Here is a quote from Rick Howart about the new orion/Peak 13.5 motor...

"It is a sticky situation. One one hand, we are not in business to release new products that we don't think are better (faster) that what is already out there, but we do not want it to be so much faster that is is outlawed because of a performance advantage."

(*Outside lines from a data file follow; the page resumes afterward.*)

PR #387, opened 2019-05-25
test macroexpand without assuming that quasiquote is a special form

asarhaddon:
This allows to test rewriting quasiquote as a macro, and should
change nothing else in theory.

### DIFF
--- a/tests/step8_macros.mal
+++ b/tests/step8_macros.mal
@@ -12,7 +12,7 @@
 ;=>7
 (unless true 7 8)
 ;=>8
-(defmacro! unless2 (fn* (pred a b) `(if (not ~pred) ~a ~b)))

If I read this right he is saying their 13.5 is made to be a LITTLE faster than the Novak 13.5. I think we can all see were this is heading... at $75 a pop. Let the Brushless motor wars begin


----------



## McLin (Dec 5, 2001)

THIS is the very reason that oval racing organizations do not need to “approve” every new motor that comes down the pike! No company is going to come out with a motor of any kind and say that it is "just as good" as the rest; they will say or imply that it is better. Otherwise, why would they make one.

I would urge all of the oval organizations that have rules for burshless motors to be VERY careful about sending us back into the motor of the week deal again. Allowing more motors and speed controls will send this whole deal into a tail spin and we will be right back where we started.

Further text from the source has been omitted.